Doutorados em FM, Atrium e Asia. O quê?

À semelhança da nova vaga de emigração vivida pelos nossos patrícios, os Atrium, pretendem conquistar o mercado internacional. Porquê? Porque para as “cabecinhas pensadoras” e criadoras das airplays das rádios generalistas, alguns géneros musicais são fronteiras estabelecidas e isoladas, que separam o que é comercial (de qualidade dúbia) do que para tais criaturas, é desinteressante para o ouvinte por ser rotulado de muito elaborado e por cada faixa ter extenso tempo de duração.
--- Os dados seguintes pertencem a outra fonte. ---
PR #339, opened 2023-02-26
refactor(table): remove unused cmds variable

stefanbildl:
the `cmds` variable in table's Update method is unused. 
I replaced it with `nil`.


maaslalani:
Thank you so much!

Por esse motivo, não admira que bandas com história escrita e firmada no rock progressivo e com numerosos hits, apenas são recordados temas de curta duração, como: «Another Bick in the Wall (part 2)» (Pink Floyd), «Owner of a Lonely Heart» (Yes) ou «Invisible Touch» (Genesis). Canções emblemáticas dos álbuns «Foxtrot», «Selling England by the Pound» ou «The Lamb Lies Down on Broadway» (Genesis), «Meddle» ou «Animals» (Pink Floyd) e «Drama» (Yes) são relegados pelos “doutores” do FM. Ciente disso, a banda de Cascais, através do circuito independente de promoção, distribuição e venda, tem dado a conhecer «2011», álbum de estúdio editado em Março, o qual foi apresentado na Aula Magna, no período de aclimatação para os Asia.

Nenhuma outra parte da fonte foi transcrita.